我冷笑一声:
「人证物证?这些我也有!」
我叫大理寺卿拿出一份文书:
「这些是我派人在柳侍郎家里发现的你和沈寒洲往来信件,里面清楚交代了你如何买通净桶坊的伙计污蔑我的。」
我把文书呈到柳侍郎面前:
「侍郎大人看看,是不是你女儿的笔记。」
柳侍郎看了一眼,脸色便瞬间褪尽血色,
阿武眼看东窗事发立刻跪在我面前:
「坊主!我真的错了!」
「我们也是被迫的,不是故意要针对你的!」
「民不跟官斗,我是没办法啊!」
我踢开他,冷冷道:
「我救你于危难,你却陷害我,你有什么脸再叫我坊主!」
我没再看他只是拿起信件,念出了沈寒洲回信的内容:
「如歌,多亏你让我买通伙计,举报之后才能顺利关掉净桶坊。从今往后,她苏挽月再也不用去刷恭桶给我丢人现眼了。」
我拿着信件在沈寒洲面前晃了晃:
「污蔑朝廷命官,你可知该当何罪?」
沈寒洲脸色苍白如纸,一个字也说不出。
柳如歌见状,皱眉盯着我:
「你既然是朝廷命官,为何在此处操持这样的污秽贱业,连对丈夫都隐瞒身份,你到底有什么不可告人的目的?」
「我若不用倒夜香这一身份作掩护,如何自由出入京城所有高官府邸的内宅获取机密消息,替天子监视朝中一举一动?」
我看着她:
「也多亏了这份贱业,我才有机会潜入柳府拿到你们污蔑我的证据。
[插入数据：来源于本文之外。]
PR #248, opened 2023-01-09
pkp/pkp-lib#8306 Failed jobs UI

touhidurabir:
This PR aims to provide solution for pkp/pkp-lib#8306

### DIFF
--- a/src/components/Container/FailedJobsPage.vue
+++ b/src/components/Container/FailedJobsPage.vue
@@ -2,6 +2,7 @@
 import Page from './Page.vue';
 import Pagination from '@/components/Pagination/Pagination.vue';
 import PkpTable from '@/components/Table/Table.vue';
+import TableCell from '@/components/Table/TableCell.vue';
 import ajaxError from '@/mixins/ajaxError';
 
 export default {
@@ -9,6 +10,7 @@ export default {
 	extends: Page,
 	components: {
 		PkpTable,
+		TableCell,
 		Pagination
 	},
 	data() {
@@ -16,7 +18,6 @@ export default {
 			columns: [],
 			rows: [],
 			label: '',
-			description: '',
 			total: 0,
 			currentPage: 1,
 			lastPage: 1,
@@ -25,24 +26,23 @@ export default {
 		};
 	},
 	mixins: [ajaxError],
+	computed: {
+		description() {
+			return this.__('admin.jobs.failed.totalCount', {total: this.total});
+		}
+	},
 	methods: {
-		handlePagination: function(page) {
+		handlePagination(page) {
 			this.isLoadingItems = true;
-			const paged = new URL(window.location.href);
-			paged.searchParams.set('page', page);
-			window.location = paged;
+			this.loadList(page);
 		},
-		refreshComponent: function(data) {
+		updateJobList(data) {
 			this.rows = this.rows.filter(row => row.id !== data.id);
 			this.total = this.total - 1;
-			this.description = this.__('admin.jobs.failed.totalCount', {
-				total: this.total
-			});
-			this.$forceUpdate();
 		},
-		redispatch: function(data) {
+		redispatch(data) {
 			$.ajax({
-				url: this.apiUrl + '/redispatch/' + data.id,
+				url: data._hrefs._redispatch,
 				type: 'POST',
 				headers: {
 					'X-Csrf-Token': pkp.currentUser.csrfToken
@@ -50,13 +50,13 @@ export default {
 				error: this.ajaxErrorCallback,
 				success: response => {
 					pkp.eventBus.$emit('notify', response.message, 'success');
-					this.refreshComponent(data);
+					this.updateJobList(data);
 				}
 			});
 		},
-		remove: function(data) {
+		remove(data) {
 			$.ajax({
-				url: this.apiUrl + '/failed/delete/' + data.id,
+				url: data._hrefs._delete,
 				type: 'POST',
 				headers: {
 					'X-Csrf-Token': pkp.currentUser.csrfToken,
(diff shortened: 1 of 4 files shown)


src/components/Container/FailedJobsPage.vue
```diff
@@ -0,0 +1,83 @@
...
+			total: 0,
+			currentPage: 1,
+			lastPage: 1,
+			isLoadingItems: false,
+			apiUrl: null
+		};
+	},
+	mixins: [ajaxError],
+	methods: {
+		handlePagination: function(page) {
```
NateWr, line 29: For each of these methods, we prefer the shortened syntax:

```js
handlePagination(page) {
```

src/components/Container/FailedJobsPage.vue
```diff
@@ -0,0 +1,83 @@
...
+			this.isLoadingItems = true;
+			const paged = new URL(window.location.href);
+			paged.searchParams.set('page', page);
+			window.location = paged;
+		},
+		refreshComponent: function(data) {
```
NateWr, line 35: Should this method be renamed `removeJob(job)`?

src/components/Container/FailedJobsPage.vue
```diff
@@ -0,0 +1,83 @@
...
+			this.rows = this.rows.filter(row => row.id !== data.id);
+			this.total = this.total - 1;
+			this.description = this.__('admin.jobs.failed.totalCount', {
+				total: this.total
+			});
+			this.$forceUpdate();
```
NateWr, line 41: You should try to avoid this whenever possible, because it will force the entire component to redraw. Vue.js can intelligently redraw only the HTML elements that need to be redrawn, which is much better for performance.

A redraw should be happening for you without requiring this. `this.rows = ...` should be triggering it. If not, we can look into that.

src/components/Container/FailedJobsPage.vue
```diff
@@ -0,0 +1,83 @@
...
+				type: 'POST',
+				headers: {
+					'X-Csrf-Token': pkp.currentUser.csrfToken,
+					'X-Http-Method-Override': 'DELETE'
+				},
+				error: this.ajaxErrorCallback,
+				success: response => {
+					pkp.eventBus.$emit('notify', response.message, 'success');
+					this.refreshComponent(data);
+				}
```
NateWr, line 69: When designing the API, I encourage you to rely less on success messages and more on success statuses and data. For example, this action is similar in some respects to our `DELETE` methods. When we `DELETE` an item, we return the item we deleted with a `200` response. This says "successfully deleted" and gives the handling code information about what was just deleted.

Calling code can then use the response data, rather than relying on request data:

```js
success: (response) => {
    const successMessage = this.__('...', {name: response.name});
    pkp.eventBus.$emit('notify', successMessage, 'success');
    this.rows = this.rows.filter(row => row.id !== response.id);
}
```

The difference is not very significant for us. But the result is an API response that is more useful in different scenarios, for example if you only had access to the failed job ID, not the full object.

src/components/Container/FailedJobsPage.vue
```diff
@@ -0,0 +1,83 @@
...
+			const paged = new URL(window.location.href);
+			paged.searchParams.set('page', page);
+			window.location = paged;
+		},
+		refreshComponent: function(data) {
+			this.rows = this.rows.filter(row => row.id !== data.id);
+			this.total = this.total - 1;
+			this.description = this.__('admin.jobs.failed.totalCount', {
+				total: this.total
+			});
```
NateWr, line 40: In general, it's best to use computed properties to derive information like the `description`. When you do this, Vue.js will automatically recompile it when `total` changes. That way, no matter when or where that value changes, `description` is always in-sync:

```js
computed: {
    description() {
        return this.__('...', {total: this.total});
    }
}
```

src/components/Table/Table.vue
```diff
@@ -60,6 +60,8 @@
 						:tabindex="!rowIndex && !columnIndex ? 0 : -1"
 					></table-cell>
 				</slot>
+
+				<slot name="actions" :row="row" />
```
NateWr, line 64: Rather than adding another slot to this component, I'd prefer if any actions were added to a column. You can find an example of adding a button to a table column here: https://docs.pkp.sfu.ca/dev/ui-library/dev/#/component/Table/with-custom-column

src/components/Container/FailedJobsPage.vue
touhidurabir: done.

src/components/Container/FailedJobsPage.vue
touhidurabir: done.

src/components/Container/FailedJobsPage.vue
touhidurabir: fixed.

src/components/Container/FailedJobsPage.vue
touhidurabir: Done but it seems it can not find the translation in JS end. for example , the key `admin.jobs.failed.totalCount` present in the `lib/pkp/locale/en_US/admin.po` file , am I missing something ?

src/components/Table/Table.vue
touhidurabir: done .

src/components/Container/FailedJobsPage.vue
NateWr: Locale keys are not automatically available in the frontend, because it would be too expensive to send all of them to the client. You have two options:

1. Use `$templateMgr->setLocaleKeys()` to pass that locale key to the frontend. See https://docs.pkp.sfu.ca/dev/ui-library/dev/#/pages/localization.

2. Pass the translated string to the component as state to the page component and replace the total in the browser:

```php
$templateMgr->setState([
    'i18nDescription' => __('admin.jobs.failed.totalCount'),
]);
```

```js
export default {
    data() {
        return {
            i18nDescription: '',
        };
    },
    computed: {
        description() {
            return this.replaceLocaleParams(
                this.i18nDescription,
                {total: this.total}
            );
        }
    }
}
```

The first method is easier. Over time I've come to prefer the second method, because it's very hard to tell exactly which component uses which locale key. But either one works.

src/components/Container/FailedJobsPage.vue
```diff
@@ -0,0 +1,97 @@
...
+		description() {
+			return this.__('admin.jobs.failed.totalCount', {total: this.total});
+		}
+	},
+	methods: {
+		handlePagination(page) {
+			this.isLoadingItems = true;
+			this.loadList(page);
+		},
+		updateJobList(data) {
```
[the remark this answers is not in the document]
touhidurabir: updated .

src/components/Container/FailedJobsPage.vue
touhidurabir: done .

src/components/Container/FailedJobsPage.vue
```diff
@@ -0,0 +1,119 @@
...
+			$.ajax({
+				url: this.apiUrl,
+				type: 'GET',
+				headers: {
+					'X-Csrf-Token': pkp.currentUser.csrfToken,
+				},
+				data: {page: page},
+				error: this.ajaxErrorCallback,
+				success: (response) => {
+					console.log(response);
```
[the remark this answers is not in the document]
touhidurabir: removed, sorry I left it .

src/components/Container/FailedJobsPage.vue
```diff
@@ -0,0 +1,119 @@
...
+import Page from './Page.vue';
+import Pagination from '@/components/Pagination/Pagination.vue';
+import PkpTable from '@/components/Table/Table.vue';
+import TableCell from '@/components/Table/TableCell.vue';
+import ButtonRow from '@/components/ButtonRow/ButtonRow.vue';
+import ajaxError from '@/mixins/ajaxError';
+
+export default {
+	name: 'FailedJobsPage',
+	extends: Page,
```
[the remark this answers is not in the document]
touhidurabir: Thats a great idea, done .

PR #269, opened 2023-03-21
add disabling option form text field

ipula:
adding disabling function for form text field
disablingOptIn


src/components/Form/fields/FieldText.vue
```diff
@@ -90,6 +88,7 @@ export default {
 	props: {
 		inputType: String,
 		optIntoEdit: Boolean,
+		disableFeild: Boolean,
```
asmecher, line 91: Should be `disableField` (here and elsewhere)

src/components/Form/fields/FieldText.vue
```diff
@@ -80,7 +78,7 @@
 		</div>
 	</div>
 </template>
-
+optIntoEdit
```
asmecher, line 81: This looks like left-over debugging text.

src/components/Form/fields/FieldText.vue
```diff
@@ -52,8 +52,6 @@
 				/>
 				<span
 					v-if="prefix"
-					class="pkpFormField__inputPrefix"
```
asmecher, line 55: Are these two lines removed for a reason?

asmecher (changes requested):
Hi @ipula! Here are a couple of initial comments -- once these comments are addressed I'll pass it along to someone else who knows ui-library better than me for a second round of review.

src/components/Form/fields/FieldText.vue
ipula: I think this also merging issue

src/components/Form/fields/FieldText.vue
ipula: I will check I think merging issue

src/components/Form/fields/FieldText.vue
ipula: I wll fix this and recommit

」
我将文书还给韩大人,他收起证物命人将涉案其中的人统统收押:
「按照律例,污蔑朝廷命官者轻者杖刑一百,重则流放!」
两个伙计被拖走前在我身后呼喊:
「坊主!别流放我,我真的知错了!」
「求你网开一面啊!」
沈寒洲上前哭着跪在我面前:
「挽月,你听我说!这一切都是误会,我设计关掉净桶坊,只希望你别太操劳,我只是用错了方法而已!」
我立刻叫捕快上前把他按住,他却依旧死死抓着我不放:
「我是真心爱你的,你不能弃我而去啊!我们在一起这么多年,你怎么忍心让我沦落阶下囚?你真的一点都不顾往日的情分了吗?」
「你让我蒙冤入狱的时候,可有顾忌半点夫妻情分?」
我用力甩开他的手,准备离开。
柳如歌在我身后大叫:
「苏挽月,你是监察司司使又如何?我爹一样可以去御前参你!」
我转身盯着她:「是吗?那你大可以试试,看陛下是信我还是信你爹!」
说着我头也不回的离去。
刚出门,就看到一辆金顶马车停在门口,栏杆上精雕着四爪蟒纹。